Que la langue exprime, en profondeur, l'esprit d'une nation; que les changements de régime politique et social trouvent leur écho dans la langue, voilà qui ressemble à une évidence. C'est vrai en particulier de l'Allemagne, où le langage, familier de l'abstraction, se prête en outre à l'agglomération des mots, source d'infinies inventions de concepts, parfois intraduisibles.

Correspondantes de presse italiennes en Allemagne, Francesca Pedrazzi et Vanna Vannucini se sont amusées, ainsi, à repérer quelques-uns des termes qui «disent», plus généralement, l'âme de nos voisins du Nord.

Un petit lexique en somme, qui illustre le fait que «l'histoire des mots «intraduisibles» est aussi l'histoire de la transformation de l'Allemagne au cours de ces vingt dernières années». C'est le cas de cette Vergangenheitsbewältigung, terme qui désigne le fait et la volonté de surmonter le passé, nazi bien sûr.

Mais il en est d'autres, qui traversent les siècles. Tel ce Nestbeschmutzer - le souilleur de nid - désignant celui qui dénigre et salit l'image de la patrie. Ce fut le cas du poète Heinrich Heine, dont l'Allemagne bien-pensante ne supportait pas l'ironie dirigée contre le militarisme prussien. Mais le terme s'est aussi appliqué à une Marlene Dietrich ou à un Willy Brandt.

Nos deux auteures s'intéressent à la Männerfreundschaft, cette amitié virile, «faite de peu de discours et d'estime réciproque». Vaguement de droite, exprimant une attitude rétrograde, sous-tendue de loi et d'ordre, le terme appartient à une identité culturelle allemande honnie (et pourtant il y a de cela dans le geste de Kohl et Mitterrand, la main dans la main à Verdun).

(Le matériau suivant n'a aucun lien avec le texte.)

PR #1734, opened 2022-01-19
https://github.com/microsoft-search/pnp-modern-search/discussions/1688

wuxiaojun514:
https://github.com/microsoft-search/pnp-modern-search/discussions/1688

I created a new property for "Hit Highlighted Properties" in PnP Search Result Webpart
The usage is the same as the "SharePoint Search Query Tool"
image

You need add "HitHighlightedProperties" in "Select Property" when you want to use it
image

Then you will see it the result like '"_**HitHighlightedProperties": "<HHTitle>Wu, Xiao Jun <c0>Tony</c0></HHTitle><HHUrl></HHUrl><username hashh=\"1\"><c0>Tony</c0>.Wu@dnvdev.onmicrosoft.com</username>",**_
image

I updated the language resource files by bing translator, maybe we need update them with real translator


wobba:
Can you please check the correct translations using the classic result web part?
image

I want you to move the section to the bottom as it's a special use case and should not be prominent.

You also need to update the doc pages to reference the change.

wuxiaojun514:
Hello @wobba , I will compare the text on classic sharepoint search result webpart

I moved the position of "Hit Highlighted Properties" after "enable localiation"
image

I will update the related doc page and back to you

wuxiaojun514:
Hello @wobba 

- I updated the language resource files to use the text from classic search result webpart (It is server side webpart, so I have to switched language, got text ; switched language, got text...)

- The Hit Highlighted Properties has been moved to the bottom (after enable localization)

image

- I updated the document file to append Hit Highlighted Properties on it
image

FranckyC:
Merged with #1790. Thanks @wuxiaojun514.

Honni encore le terme de Vaterland (patrie), saturé de «mensonges et d'atrocités» (George Steiner).

Weltanschauung, Schadenfreude, Feierabend, d'autres mots encore sont tirés du dictionnaire et déshabillés par les deux journalistes. Comme certains romans, ils nous disent bien plus sur ce pays passionnant que bien des études historiques.

Francesca Pedrazzi, Vanna Vannucini, «Petit voyage dans l'âme allemande», Grasset, 240 p.